By hybrid, Gorzinski is not talking about running some stuff on-prem and some stuff in the cloud. Rather, it’s more about melding newer, open source technology solutions with the older established solutions, which tend to be proprietary (at least on the IBM i platform).
“The hybrid approach essentially means that you continue to leverage all of these attributes that we’ve grown to love about the platform, whether it’s the reliability the security the low TCO, the protection of investment and this notion that you can run applications that were written in 1988,” he said.
“You can leverage all of those things but also leverage IoT technologies, the latest enterprise messaging technology, the latest microservices frameworks, the latest automation frameworks like Ansible and so on,” he continued. “Being able to leverage all of those things that the open source realm brings you — that’s how you get to that point where digital transformation gets you to best in industry.”
The IBM i server has established itself as a workhorse platform in many industries.
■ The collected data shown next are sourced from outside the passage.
PR #490, opened 2021-07-22
Initial commit of DSSE Attestation and IntotoProvenance support.

sherzberg-1:


proto/v1/common.proto
```diff
@@ -103,3 +105,17 @@ message Signature {
   //   * "nih:///sha-256;703f68f42aba2c6de30f488a5ea122fef76324679c9bf89791ba95a1271589a5"
   string public_key_id = 2;
 }
+
+// MUST match https://github.com/secure-systems-lab/dsse/blob/master/envelope.proto.
+// An authenticated message of arbitrary type.
+message Envelope {
+  message Signature {
```
sherzberg-1, line 112: Note that common.proto already has a Signature field. So I moved the Envelope Signature inside the Envelope message, which is technically different than https://github.com/secure-systems-lab/dsse/blob/master/envelope.proto.

wkozlik (approved):
LGTM

proto/v1/common.proto
aysylu: Yes, this sounds great. In v2, we'll make sure to reconcile these.

proto/v1/dsse_attestation.proto
```diff
@@ -0,0 +1,66 @@
...
+    string human_readable_name = 1;
+  }
+  // Hint hints at the purpose of the attestation authority.
+  Hint hint = 1;
+}
+
+message DsseAttestationOccurrence {
+  // If doing something security critical, make sure to verify the signatures in this metadata.
+  Envelope envelope = 1;
+  oneof decodedPayload {
```
aysylu, line 46: nit: snake case, `decoded_payload`

proto/v1/grafeas.proto
```diff
@@ -239,6 +240,10 @@ message Occurrence {
     grafeas.v1.UpgradeOccurrence upgrade = 15;
     // Describes a compliance violation on a linked resource.
     grafeas.v1.ComplianceOccurrence compliance = 16;
+    // https://github.com/secure-systems-lab/dsse
+    grafeas.v1.DsseAttestationOccurrence dsse_attestation = 17;
+    // https://github.com/secure-systems-lab/dsse
```
aysylu, line 245: `envelope` should be in a top-level of the Occurrence, not as a `oneof` field

proto/v1/intoto_provenance.proto
```diff
@@ -0,0 +1,87 @@
...
+
+package grafeas.v1;
+
+option go_package = "github.com/grafeas/grafeas/proto/v1/grafeas_go_proto";
+option java_multiple_files = true;
+option java_package = "io.grafeas.v1";
+option objc_class_prefix = "GRA";
+
+import "google/protobuf/timestamp.proto";
+
```
aysylu, line 25: could you pls add the link to the spec? https://github.com/in-toto/attestation/blob/main/spec/predicates/provenance.md

proto/v1/dsse_attestation.proto
```diff
@@ -0,0 +1,66 @@
...
+    InTotoStatement statement = 2;
+  }
+}
+// The serialized InTotoStatement will be stored as Envelope.payload.
```
aysylu, line 50: could you pls add a link to the spec https://github.com/in-toto/attestation/blob/main/spec/README.md#statement?

aysylu (changes requested):

proto/v1/dsse_attestation.proto
sherzberg-1: Done

proto/v1/intoto_provenance.proto
sherzberg-1: Done

proto/v1/grafeas.proto
sherzberg-1: Ah, good catch, thanks.

aysylu (approved):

It doesn’t get the credit that it deserves from the mainstream IT press, as we know, but that doesn’t matter to the businesses that see the actual results, year in and year out.
Now these companies have the opportunity to meld proprietary IBM i applications with open source technologies to create something new. In Gorzinski’s view, they shouldn’t definitely take it.
“You can’t be best in industry with just proprietary, in my opinion,” he said. “You can’t be best in industry with just open source. You become best in industry when you have a mix of something like IBM i, which is its own very valuable unique benefits. When you have those very valuable unique benefits that that the IBM i platform gives you and you can couple that with the open source tech — that’s how you get to best in industry.”